I do love drift wood though, and they have some neat lamps but I'm thinking you need something with more body.

Why not try looking up "rustic table lamps" there were some oil lamp replicas that would look amazing in your room.


----------



## ChitChatChet (Sep 9, 2013)

This was a great thread to read on a Monday morning! I really needed a good laugh.


----------



## Dreamcatcher Arabians (Nov 14, 2010)

SueC said:


> Or you can spend about $130 on something that looks like a shower head.


ROFL, reminded me of the lamp in the OB/Gyn's office.....the one right at the foot of the exam table?


----------



## tinyliny (Oct 31, 2009)

My thought exactly! My dad was a doctor, so I remember him using a lamp like that.


----------



## Missy May (Feb 18, 2012)

SueC, I love your armoire...what I can see of it, anyway. I imagine "the whole enchilada" is gorgeous. 

I got a kick out of the lamp pics and descriptions. haha!! 

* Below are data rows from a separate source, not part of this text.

PR #2931, opened 2021-09-16
Fix bug in to_tf_dataset

Rocketknight1:
Replace `set_format()` to `with_format()` so that we don't alter the original dataset in `to_tf_dataset()`


lhoestq (approved):
Thanks for the fix :)

I think leaving the test with the try/except when deleting the temp dir could leave temp files on windows. Feel free to merge, I can try to find what we can do (not a big deal though)

Rocketknight1:
I'm going to merge it, but yeah - hopefully the CI runner just cleans that up automatically and few other people run the tests on Windows anyway!

PR #2936, opened 2021-09-17
Check that array is not Float as nan != nan

Iwontbecreative:
The Exception wants to check for issues with StructArrays/ListArrays but catches FloatArrays with value nan as nan != nan.
Pass on FloatArrays as we should not raise an Exception for them.


lhoestq (approved):
Thanks for the quick fix.

Once we set the minimum supported version of PyArrow to be 2.0.0 we'll be able to remove the overflow exceptions :)

PR #2939, opened 2021-09-17
MENYO-20k repo has moved, updating URL

cdleong:
Dataset repo moved to https://github.com/uds-lsv/menyo-20k_MT, now editing URL to match.

https://github.com/uds-lsv/menyo-20k_MT/blob/master/data/train.tsv is the file we're looking for


lhoestq (approved):
Thanks !

I also updated the dataset_infos.json file that registers the URLs and file checksums for data integrity verifications

PR #2949, opened 2021-09-20
Introduce web and wiki config in triviaqa dataset

shirte:
The TriviaQA paper suggests that the two subsets (Wikipedia and Web)
should be treated differently. There are also different leaderboards
for the two sets on CodaLab. For that reason, introduce additional
builder configs in the trivia_qa dataset.


lhoestq (commented):
Nice thanks ! It looks all good to me :)

I only have one comment:

We try to keep the dummy data as small as possible. The rc, rc.web, rc.wikipedia and unfiltered ones are a bit big because of the evidence files. Feel free to only keep a few sentences in them in order to make the dummy data even smaller.

lhoestq:
I just made the dummy data smaller :)
Once github refreshes the change I think we can merge !

shirte:
Thank you so much for reviewing and accepting my pull request!! :)

I created these rather large dummy data sets to cover all different cases for the row structure. E.g. in the web configuration, it's possible that a row has evidence from wikipedia ("EntityPages") and the web ("SearchResults"). But it also might happen that either EntityPages or SearchResults is empty. Probably, I will add this thought to the dataset description in the future.

lhoestq:
Ok I see ! Yes feel free to mention it in the dataset card, this can be useful.

For the dummy data though we can keep the small ones, as the tests are mainly about testing the parsing from the dataset script rather than the actual content of the dataset.

PR #2951, opened 2021-09-20
Dummy labels no longer on by default in `to_tf_dataset`

Rocketknight1:
After more experimentation, I think I have a way to do things that doesn't depend on adding `dummy_labels` - they were quite a hacky solution anyway!


lhoestq (approved):
Great !
Should we actually keep this feature now that it seems to work without it ?

Rocketknight1:
@lhoestq Let me make sure we never need it, and if not then I'll remove it entirely in a follow-up PR.

PR #2954, opened 2021-09-22
Run tests in parallel

albertvillanova:
Run CI tests in parallel to speed up the test suite.

Speed up results:
- Linux: from `7m 30s` to `5m 32s`
- Windows: from `13m 52s` to `11m 10s`


albertvillanova:
There is a speed up in Windows machines:
- From `13m 52s` to `11m 10s`

In Linux machines, some workers crash with error message:
```
OSError: [Errno 12] Cannot allocate memory
```

albertvillanova:
There is also a speed up in Linux machines:
- From `7m 30s` to `5m 32s`

PR #2959, opened 2021-09-23
Added computer vision tasks

merveenoyan:
Added various image processing/computer vision tasks.

### DIFF
--- a/src/datasets/utils/resources/tasks.json
+++ b/src/datasets/utils/resources/tasks.json
@@ -92,6 +92,57 @@
             "emotion-recognition"
         ]
     },
+    "semantic-segmentation": {
+        "description": "tasks related to linking pixels to class labels",
+        "options": [
+            "semantic-segmentation",
+            "3d-semantic-segmentation"
+        ]
+    },
+    "object-detection": {
+        "description": "tasks related to detecting instances of objects from a particular class in an image",
+        "options": [
+            "object-detection",
+            "3d-object-detection"
+        ]
+    },
+    "image-generation": {
+        "description": "tasks related to generating images from an existing dataset",
+        "options": [
+            "image-generation",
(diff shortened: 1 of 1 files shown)


lhoestq:
Looks great, thanks ! If the 3d ones are really rare we can remove them for now.

And I can see that `object-detection` and `semantic-segmentation` are both task categories (top-level) and task ids (bottom-level). Maybe there's a way to group them and have less granularity for the task categories. For example `speech-processing` is a high level task category. What do you think ?

We can still update the list of tasks later if needed when we have more vision datasets

osanseviero (approved):
Thanks for the PR!

> If the 3d ones are really rare we can remove them for now.

+1. This is an area in which we'll want to grow in the future but right now we don't have any 3D stuff.

I was also wondering if `optical-character-recognition` can not be modeled as `object-detection` and hence be under same tag. Not sure though!

merveenoyan:
@lhoestq  @osanseviero I used the categories (there were main ones and subcategories) in the paperswithcode, I got rid of some of them that could be too granular. I can put it there if you'd like (I'll wait for your reply before committing it again)

lhoestq:
We can ignore the ones that are too granular IMO. What we did for audio tasks is to have them all under "audio-processing". Maybe we can do the same here for now until we have more comprehensive tasks/applications ?

lhoestq:
Following the discussion in (private) https://github.com/huggingface/moon-landing/issues/2020, what do you think of aligning the top level tasks list with the model tasks taxonomy ?

* Image Classification
* Object Detection
* Image Segmentation
* Text-to-Image
* Image-to-Text

merveenoyan:
I moved it to [a branch](https://github.com/huggingface/datasets/pull/3800) for ease.

PR #2974, opened 2021-09-27
Actually disable dummy labels by default

Rocketknight1:
So I might have just changed the docstring instead of the actual default argument value and not realized.

@lhoestq I'm sorry >.>


lhoestq (approved):
Haha good catch x) I didn't even notice

PR #3982, opened 2022-03-21
Mark Google Drive tests as slow

lhoestq:
These tests make the CI spam the Google Drive API, the CI now gets banned by Google Drive very often.

I think we can just skip these tests from the CI for now.

In the future we could have a CI job that runs only once a day or once a week for such cases

cc @albertvillanova @mariosasko @severo 

image

### DIFF
--- a/tests/test_streaming_download_manager.py
+++ b/tests/test_streaming_download_manager.py
@@ -32,7 +32,7 @@ from datasets.utils.streaming_download_manager import (
     xsplitext,
 )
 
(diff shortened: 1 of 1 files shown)


albertvillanova:
I was thinking exactly the same: running unit tests that request continuously a third-party API is not a good idea.

albertvillanova (approved):
Thanks. This PR gooes in the good direction for unit tests.

PR #3987, opened 2022-03-22
Fix Faiss custom_index device

albertvillanova:
Currently, if both `custom_index` and `device` are passed to `FaissIndex`, `device` is silently ignored.

This PR fixes this by raising a ValueError if both arguments are passed.

Alternatively, the `custom_index` could be transferred to the target `device`.


lhoestq (approved):
Good catch :)

PR #3989, opened 2022-03-22
Remove old wikipedia leftovers

albertvillanova:
After updating Wikipedia dataset, remove old wikipedia leftovers from doc.

### DIFF
--- a/docs/source/about_arrow.md
+++ b/docs/source/about_arrow.md
@@ -22,12 +22,12 @@ For example, loading the full English Wikipedia dataset only takes a few MB of R
 >>> from datasets import load_dataset
 
 # Process.memory_info is expressed in bytes, so convert to megabytes 
->>> mem_before = psutil.Process(os.getpid()).memory_info().rss  / (1024 * 1024)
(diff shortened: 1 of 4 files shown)


docs/source/about_arrow.md
```diff
@@ -22,12 +22,12 @@ For example, loading the full English Wikipedia dataset only takes a few MB of R
 >>> from datasets import load_dataset
 
 # Process.memory_info is expressed in bytes, so convert to megabytes 
->>> mem_before = psutil.Process(os.getpid()).memory_info().rss  / (1024 * 1024)
->>> wiki = load_dataset("wikipedia", "20200501.en", split='train')
+>>> mem_before = psutil.Process(os.getpid()).memory_info().rss >> 20
```
lhoestq, line 25: I think `/ (1024 * 1024)` makes more sense for non-python people :P

lhoestq (approved):
Nice thanks :)

This makes me think we shouldn't advise the use of `load_dataset` in dataset scripts, since it doesn't guarantee that the cache will work as expected (the cache directory is not set correctly, and the required disk space for downloaded files is not recorded)

PR #3995, opened 2022-03-23
Close `PIL.Image` file handler in `Image.decode_example`

### LINKED ISSUE #3985: [image feature] Too many files open error when image feature is returned as a path
## Describe the bug

PR in context: #3967. If I load the dataset in this PR (TextVQA), and do a simple list comprehension on the dataset, I get `Too many open files error`. This is happening due to the way we are loading the image feature when a str path is returned from the `_generate_examples`. Specifically at https://github.com/huggingface/datasets/blob/508eb4ab5d52f590baa677b4f64b1cc069139f7b/src/datasets/features/image.py#L110, we are open the file handle to the image but never closing it. This in my understanding is causing the issue.

## Steps to reproduce the bug
Pull the PR locally and run the following code
```python

dataset = load_dataset("./datasets/textvqa")["train"]
data = [item for item in dataset]

# Error happens
```

## Expected results

List comprehension should work smoothly

## Actual results

`Too many open files error`

## Environment info

- `datasets` version: 2.0.1.dev0
- Platform: macOS-12.2-arm64-arm-64bit
- Python version: 3.10.0
- PyArrow version: 7.0.0
- Pandas version: 1.4.1

mariosasko:
Closes the file handler of the PIL image object in `Image.decode_example` to avoid the `Too many open files` error.

To pass [the image equality checks](https://app.circleci.com/pipelines/github/huggingface/datasets/10774/workflows/d56670e6-16bb-4c64-b601-a152c5acf5ed/jobs/65825) in CI, `Image.decode_example` calls `image.load()` regardless of how the image object is created (not only for the `PIL.Image.open(local_path)` case). This is needed because `load()` sets the `readonly` attribute of a `PIL.Image` object to 0 (it's 1 after `PIL.Image.open(file_like)`), and in the older PIL versions (only fixed on main), that attribute is considered in `PIL.Image.__eq__`. More info can be found here: https://github.com/python-pillow/Pillow/issues/5926.

Fix #3985

### DIFF
--- a/src/datasets/features/image.py
+++ b/src/datasets/features/image.py
@@ -108,6 +108,7 @@ class Image:
             else:
                 if is_local_path(path):
                     image = PIL.Image.open(path)
+                    image.load()
                 else:
                     with xopen(path, "rb") as f:
                         bytes_ = BytesIO(f.read())
--- a/src/datasets/features/image.py
+++ b/src/datasets/features/image.py
@@ -108,13 +108,13 @@ class Image:
             else:
                 if is_local_path(path):
                     image = PIL.Image.open(path)
-                    image.load()
                 else:
                     with xopen(path, "rb") as f:
                         bytes_ = BytesIO(f.read())
                     image = PIL.Image.open(bytes_)
         else:
             image = PIL.Image.open(BytesIO(bytes_))
+        image.load()
         return image
 
     def flatten(self) -> Union["FeatureType", Dict[str, "FeatureType"]]:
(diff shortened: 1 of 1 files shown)


src/datasets/features/image.py
```diff
@@ -114,6 +114,7 @@ def decode_example(self, value: dict) -> "PIL.Image.Image":
                     image = PIL.Image.open(bytes_)
         else:
             image = PIL.Image.open(BytesIO(bytes_))
+        image.load()
```
lhoestq, line 117:
```suggestion
        image.load()  # to avoid "Too many open files" errors
```

lhoestq (approved):
thank you !

PR #3997, opened 2022-03-23
Sync Features dictionaries

mariosasko:
This PR adds a wrapper to the `Features` class to keep the secondary dict, `_column_requires_decoding`, aligned with the main dict (as discussed in https://github.com/huggingface/datasets/pull/3723#discussion_r806912731).

A more elegant approach would be to subclass `UserDict` and override `__setitem__` and `__delitem__`, but this PR doesn't implement it for the following reasons:
* it requires replacing all occurrences of `isinstance(obj, dict)` with `isinstance(obj, Mapping)`, which is five times slower than `isinstance(obj, dict)` on my machine, in `features.py`
* is a breaking change, i.e., `isinstance(Features(...), dict)` would return `False` after it
* IMO, it makes sense to be consistent in the user-facing API and subclass either `dict` or `UserDict`. The problem with the latter is that it can't be used for `DatasetDict` because `DatasetDict` exposes the `data` property, which is also used by `UserDict`, so this would result in a collision.


tests/features/test_features.py
```diff
@@ -233,6 +233,30 @@ def test_flatten_with_sequence(self):
...
+    def test_features_dicts_are_synced(self):
+        def assert_features_dicts_are_synced(features: Features):
+            assert (
+                hasattr(features, "_column_requires_decoding")
+                and features.keys() == features._column_requires_decoding.keys()
+            )
+
+        features = Features({"foo": Sequence({"bar": {"my_value": Value("int32")}})})
+        assert_features_dicts_are_synced(features)
+        features["barfoo"] = Value("binary")
```
lhoestq, line 245: maybe just add one line with an Image type just to be sure ?

lhoestq (approved):
Thanks ! That makes sense, and this solution is quite straightforward :)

I dislike lamps and I do not own one. It just seems like extreme overkill for one or two bulbs. Pooh-Bah. We have a lot of skylights, so - maybe if we didn't I would see it differently. 

I do like the new led flameless candles though. Downside - they are battery operated. Not quite the "candle light power" you are looking for, I am sure.


----------



## SueC (Feb 22, 2014)

Missy May said:


> I dislike lamps and I do not own one. It just seems like extreme overkill for one or two bulbs. Pooh-Bah. We have a lot of skylights, so - maybe if we didn't I would see it differently.


But you see, we like to read at night in bed, and we think some of our guests might like to do that too!


----------



## Missy May (Feb 18, 2012)

SueC said:


> But you see, we like to read at night in bed, and we think some of our guests might like to do that too!


Read? :wink:

I can select overhead lighting just on "my side", but I'm to lazy to get up and turn it off, so I got a kindle.  My mom has complained about that no lamp thing whilst visiting, though. :icon_rolleyes:


----------



## SEAmom (Jan 8, 2011)

Missy May said:


> SueC, I love your armoire...what I can see of it, anyway. I imagine "the whole enchilada" is gorgeous.
> 
> I got a kick out of the lamp pics and descriptions. haha!!
> 
> ...


I'm almost the opposite. I can't stand overhead lighting (we have an attic, so no skylights in the upstairs OR downstairs rooms), so lamps are my go-to. While I like turning on a light when I walk into a dark room (I hate the dark), I far prefer turning on a lamp than an overhead light. 

We have some of the LED candles, but they really are useless. Just a single point of light with no notable distribution.


----------



## Missy May (Feb 18, 2012)

SEAmom said:


> I'm almost the opposite. I can't stand overhead lighting (we have an attic, so no skylights in the upstairs OR downstairs rooms), so lamps are my go-to. While I like turning on a light when I walk into a dark room (I hate the dark), I far prefer turning on a lamp than an overhead light.
> 
> We have some of the LED candles, but they really are useless. Just a single point of light with no notable distribution.


I don't like the dark, either. I put led nightlights everywhere, including the kind that act as a flashlight, too - just incase.  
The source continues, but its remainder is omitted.